Coinbase failed twice in the past fortnight as users on the platform flocked at peak trading periods on April 29th, 2020, and May 9th, 2020. The U.S. based exchange released its postmortem results on what caused the double failure of the Coinbase exchange and Coinbase Pro systems majorly focusing on the sudden increase in traffic levels on the website.
Coinbase Releases Post-Mortem on System Failures
On April 29TH, 2020 at around 10.30 AM Pacific Time (used hereinafter) Coinbase mobile applications and the website became unavailable to users globally as the traffic levels on the site caused a failure to the API that runs the system. The system failed for over an hour before coming back online. According to the Coinbase statement, the failure was triggered by an increase in the rate of connections on its primary database causing “an elevated error rate across all API requests” passing through the database.

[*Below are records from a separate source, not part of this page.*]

PR #991, opened 2018-04-17
Enable Windows-1256 private shaping on other platforms

ebraminio:
Not complete yet (and not completely confident that I am able to), but I guess it is the starting point and I like to see llvm-gcc opinion on it also to be honest.


ebraminio:
@khaledhosny @behdad I've decrypted (!) the hand-coded DSL using compiler preprocessor but still need your help I guess.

The Coinbase development team tried to restore the system following the failures but improper connections caused the system to crash once again leading to the hour-long outage.
Barely two weeks after the outage, both Coinbase, and Coinbase Pro reported failures at around 17:18 on May 9th, 2020 as the traffic on the site surged on Bitcoin’s collapse to $8,100 levels. This was caused by the increased latency levels, which in turn saw the error rates in the APIs spike as the users continued to try to log in unsuccessfully. The statement reads,
“The elevated error rate was amplified by our load balancer killing otherwise-healthy application instances that failed health checks.”
The exchange is working to provide a toolkit system to quickly discover and remove external services that may be increasing the latency of the website or applications.
Coinbase Working to Prevent Future System Failures
Coinbase aims to implement new measures to prevent future system failure as witnessed in the past. The exchange, which has been in service since 2012 will adjust its health check logic to prevent the removal of perfectly working applications from the load balancer as in the May 9th case. On handling massive traffic in times of market volatility the exchange statement reads,
“We’re changing our database deployment topology to reduce our overall connection count, limit connection spikes, and separate the routing and daemon processes of the database to limit competition for host resources.”
The exchange is also rolling out a safeguarding measure to prevent HTTP failures and contain any effect to only a small section of the erratic systems not to the whole system.